Later Pliny the Elder, circa 77 AD, commented in his Historia Naturalis “Herds of goats also have their special reputation for cheese”.
While telling us that many cheeses from every corners of the Empire could be found in Rome, he quoted as well that “The cheese of the Gallic goats always had a strong medicinal taste” which kind of relates to the taste of rove goats found in modern southern France, they indeed produced little milk but a very aromatic one.
The Romans invented the cheese press we still use today.
With the fall of the Roman Empire and the invasion of the barbarians, a multitude of cheese recipes gradually disappeared. Only a few manufacturing methods were preserved in monasteries or in very remote valleys. The monks developed many cheese recipes which still exist today. Probably as a substitute for meat, many a cheese they created actually have quite a meaty flavour ( see Maroilles, Munster ).
The Middle Ages
It was then that the monks of Europe invented or improved many ripening techniques. They made cheeses with milder flavours. In the Jura and the Alps, some communities of mountain farmers freed themselves and grouped themselves into «fruit» farms, allowing them to make large cheeses which require up to 500 liters at once. ( see Comté, Beaufort ).
Soon, Cheese would no longer be the preserve of a minority.
In 732, several regions gave their name to cheeses that are still marketed today such as, among others, Munster, Gorgonzola and Maroilles the oldest washed rind cheese created in the 10th century.
It is said that cheese making was brought to Wensleydale by French monks who settled at Fors near Aysgarth further down the dale, in 1145. The monks later moved to a new site in Wensleydale at Jervaulx, but they took their cheese-making skills with them. After the Dissolution of the Monasteries in the reign of Henry VIII, the cheese making skills passed into the hands of local farmers. The very same thing would happen later during the French revolution.

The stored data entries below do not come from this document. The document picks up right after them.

PR #1893, opened 2017-10-07
Make vertical_parameter_alignment(_on_call) expand tabs to 4 spaces

sirlantis:
After my pull request on SourceKitten a new parameter
is available for the lineAndCharacter APIs allowing us
to handle tabs when it comes to vertical parameter alignment.

Right now this pull-request hard-codes a width of 4.

### DIFF
--- a/Source/SwiftLintFramework/Extensions/File+SwiftLint.swift
+++ b/Source/SwiftLintFramework/Extensions/File+SwiftLint.swift
@@ -322,4 +322,12 @@ extension File {
                                                                  length: token.length)
         return aclString.flatMap(AccessControlLevel.init(description:)) != nil
     }
+
+    internal var useTabs: Bool {
+        return true
+    }
+
+    internal var indentWidth: Int {
+        return 4
+    }
 }
--- a/CHANGELOG.md
+++ b/CHANGELOG.md
@@ -52,6 +52,10 @@
   [JP Simard](https://github.com/jpsim)
   [#1822](https://github.com/realm/SwiftLint/issues/1822)
 
+* Make `vertical_parameter_alignment(_on_call)` expand tabs to 4 spaces
+  and add `indent-width` to `autocorrect` command.  
+  [Marcel Jackwerth](https://github.com/sirlantis)
+
 ##### Bug Fixes
 
 * Correct equality tests for `Configuration` values. They previously didn't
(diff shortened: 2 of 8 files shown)


sirlantis:
Open to ideas how we could make the hard-coded tab width configurable and whether we should have that in this PR or could move it to a new one (keeping things small).

Since we need this value in at least two rules and two commands (lint + format) maybe it should go into the `.swiftlint.yml` as a global configuration option? Since we don't have many of those I wanted to check back first what you think.

cc @marcelofabri as original author of the files I touched

marcelofabri:
I agree this should be a global setting, either configurable via `.swiftlint.yml` or the command line (maybe both?). // cc @jpsim 

I'd also like to see other rules to implement this as well: `switch_case_alignment`, `closure_end_indentation` and `literal_expression_end_indentation`.

This will enable us to eventually implement autocorrect for these rules. 🎉

sirlantis:
Yeah, I didn't touch the other rules since I thought they don't necessarily "need" to support it. Only parameter alignment forces you to use mix indentation characters (if your codebase uses spaces). But probably best to use it everywhere consistently. :+1:

sirlantis:
@jpsim @marcelofabri Do you have any suggestions on how to pass along the indentWidth information?

I see these options right now:

1. Change `File` (SourceKitten though...) to include `indentWidth` and `tabWidth` (alternatively we could attach a KV `attributes` store)
2. Pass another argument to `Rule(configuration:)` and `ruleConfiguration.apply` (e.g. GlobalConfiguration)
3. Pass another argument to `rule.validate(file:)`

None of them are low-impact, so I'd like to check back with you first. Also still wondering whether I should do that in another PR, since this PR will get bloated.

sirlantis:
For now I moved the `indentWidth` and `useTabs` into the `File+SwiftLint` extension but they are of course not hooked up. But that could at least make it work for now without having to introduce a global variable, and we could figure out how to wire this up later.

Source/SwiftLintFramework/Extensions/File+SwiftLint.swift
```diff
@@ -322,4 +322,12 @@ extension File {
                                                                  length: token.length)
         return aclString.flatMap(AccessControlLevel.init(description:)) != nil
     }
+
+    internal var useTabs: Bool {
```
jpsim: This doesn't appear to be used.

Dschee:
I'm not sure what the current state of this PR is since this is quite old now. @sirlantis Are you still interested in implementing this? I'd be happy to review once rebased.

sirlantis:
@Dschee I'm a bit busy right now but will bump the to-do.

PR #2189, opened 2018-05-08
Add empty_xctest_method opt-in rule

ornithocoder:
Implements #2190.

### DIFF
--- a/Source/SwiftLintFramework/Rules/EmptyXCTestMethodRule.swift
+++ b/Source/SwiftLintFramework/Rules/EmptyXCTestMethodRule.swift
@@ -1,0 +1,61 @@
+import Foundation
+import SourceKittenFramework
+
+public struct EmptyXCTestMethodRule: Rule, OptInRule, ConfigurationProviderRule {
+
+    public var configuration = SeverityConfiguration(.warning)
+
+    public init() {}
+
+    public static let description = RuleDescription(
+        identifier: "empty_xctest_method",
+        name: "Empty XCTest Method",
+        description: "Empty XCTest method should be avoided.",
+        kind: .idiomatic,
+        nonTriggeringExamples: EmptyXCTestMethodRuleExamples.nonTriggeringExamples,
+        triggeringExamples: EmptyXCTestMethodRuleExamples.triggeringExamples
+    )
+
+    public func validate(file: File) -> [StyleViolation] {
+        return testClasses(in: file).flatMap { violations(in: file, for: $0) }
+    }
+
+    // MARK: - Private
+
+    private func testClasses(in file: File) -> [[String: SourceKitRepresentable]] {
+        return file.structure.dictionary.substructure.filter { dictionary in
+            guard
+                let kind = dictionary.kind,
+                SwiftDeclarationKind(rawValue: kind) == .class else { return false }
+
+            return !dictionary.inheritedTypes.filter { $0 == "XCTestCase" }.isEmpty
+        }
+    }
+
+    private func violations(in file: File,
+                            for dictionary: [String: SourceKitRepresentable]) -> [StyleViolation] {
+        return dictionary.substructure.compactMap { subDictionary -> StyleViolation? in
+            guard
+                let kind = subDictionary.kind,
+                let swiftKind = SwiftDeclarationKind(rawValue: kind),
+                SwiftDeclarationKind.functionKinds.contains(swiftKind),
+                let name = subDictionary.name, isXCTestMethod(name),
+                let offset = subDictionary.offset,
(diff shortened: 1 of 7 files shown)


Source/SwiftLintFramework/Rules/EmptyXCTestMethodRule.swift
```diff
@@ -0,0 +1,61 @@
...
+
+    private func violations(in file: File,
+                            for dictionary: [String: SourceKitRepresentable]) -> [StyleViolation] {
+        return dictionary.substructure.compactMap { subDictionary -> StyleViolation? in
+            guard
+                let kind = subDictionary.kind,
+                let swiftKind = SwiftDeclarationKind(rawValue: kind),
+                SwiftDeclarationKind.functionKinds.contains(swiftKind),
+                let name = subDictionary.name, isXCTestMethod(name),
+                let offset = subDictionary.offset,
```
marcelofabri: can we also test that the method has no parameters just to be safe?

ornithocoder: Done. Added here: https://github.com/realm/SwiftLint/pull/2189/commits/7cef22b968c518232cd64d26d032e4392a4b18cc

Source/SwiftLintFramework/Rules/EmptyXCTestMethodRule.swift
```diff
@@ -0,0 +1,62 @@
...
+
+    public var configuration = SeverityConfiguration(.warning)
+
+    public init() {}
+
+    public static let description = RuleDescription(
+        identifier: "empty_xctest_method",
+        name: "Empty XCTest Method",
+        description: "Empty XCTest method should be avoided.",
+        kind: .idiomatic,
```
marcelofabri: this probably should be `lint`

Source/SwiftLintFramework/Rules/EmptyXCTestMethodRule.swift
```diff
@@ -0,0 +1,62 @@
...
+
+    // MARK: - Private
+
+    private func testClasses(in file: File) -> [[String: SourceKitRepresentable]] {
+        return file.structure.dictionary.substructure.filter { dictionary in
+            guard
+                let kind = dictionary.kind,
+                SwiftDeclarationKind(rawValue: kind) == .class else { return false }
+
+            return !dictionary.inheritedTypes.filter { $0 == "XCTestCase" }.isEmpty
```
marcelofabri: `contains`?

Source/SwiftLintFramework/Rules/EmptyXCTestMethodRule.swift
```diff
@@ -0,0 +1,62 @@
...
+                SwiftDeclarationKind.functionKinds.contains(swiftKind),
+                let name = subDictionary.name, isXCTestMethod(name),
+                subDictionary.enclosedVarParameters.isEmpty,
+                let offset = subDictionary.offset,
+                let bodyOffset = subDictionary.bodyOffset,
+                let bodyLength = subDictionary.bodyLength,
+                case let bodyContent = file.contents.bridge(),
+                let startLine = bodyContent.lineAndCharacter(forByteOffset: bodyOffset)?.line,
+                let endLine = bodyContent.lineAndCharacter(forByteOffset: bodyOffset + bodyLength)?.line,
+                case let (_, lineCount) = file.exceedsLineCountExcludingCommentsAndWhitespace(startLine, endLine, 0),
```
marcelofabri: I wonder if it'd be better to check the substructure instead 🤔 

This would probably trigger in something like this:

```swift
func testFoo() { XCTAssertFalse(true) }
```

Source/SwiftLintFramework/Rules/EmptyXCTestMethodRule.swift
ornithocoder: Done.

Source/SwiftLintFramework/Rules/EmptyXCTestMethodRule.swift
ornithocoder: Done.

Source/SwiftLintFramework/Rules/EmptyXCTestMethodRule.swift
ornithocoder: Yep, much better. Thanks!

marcelofabri:
Thanks for another great contribution @ornithocoder 🎉

ornithocoder:
Thank you, @marcelofabri!

PR #2192, opened 2018-05-09
Make closure end indentation rule autocorrectable

erichoracek:
I made an attempt at writing an exhaustive test suite, but would love any additional help on making sure this works in all cases. 

Thanks in advance for the review!


jpsim:
Nice to see this rule become correctable! You'll need to use `compactMap` on `ClosureEndIndentationRule.swift:215` to fix the deprecation warning on Swift 4.1. I'll take a look at the rest shortly.

erichoracek:
Good catch! Just pushed up the `compactMap` change.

In 1217, Blanche de Navarre sent two hundred cheeses of Brie to Philippe Auguste so that he could offer them as a gift to the ladies of his court.
From the 13th century, women farmers, to ensure their income and make the most of their milk production, developed new varieties of cheese.
We owe a lot to women for the invention of many cheeses, the men indeed were working the fields.
In 1267 in Déservilliers (Doubs, Franche-Comté), the first French cooperative was born.
In the 16th century, Queen Elizabeth I officially promoted Cheshire, which had been made for three centuries.
Recent times
In the 19th century, the history of cheese will take a big turn!
The fresh cheese industry was launched in France around 1850 by Charles Gervais after his visit to a farmer, Dame Héroult, who made fresh cheese.
It is at the origin of the manufacture of «Petit suisse».
In the late 19th century, in the midst of many milk tampering scandals, and a high rate of child mortality, La goutte d'or was created.
It benefited from an invention from the mid 19th century, pasteurisation, and it aimed at distributing pasteurised milk to infants in order to curb mortality, it worked.
This Goutte d'or still exist today in many countries around the world with the very same purpose.
Pasteurised milk cheeses now dominate the market, only a small percentage is made from raw milk. Indeed, in 1950 in France, 100% of cheeses were made from raw milk. Nowadays we are well under 10%. That is not to say pasteurised milk cheeses are bad. One can indeed create a great product from pasteurised milk too even though its flavour may be less complex.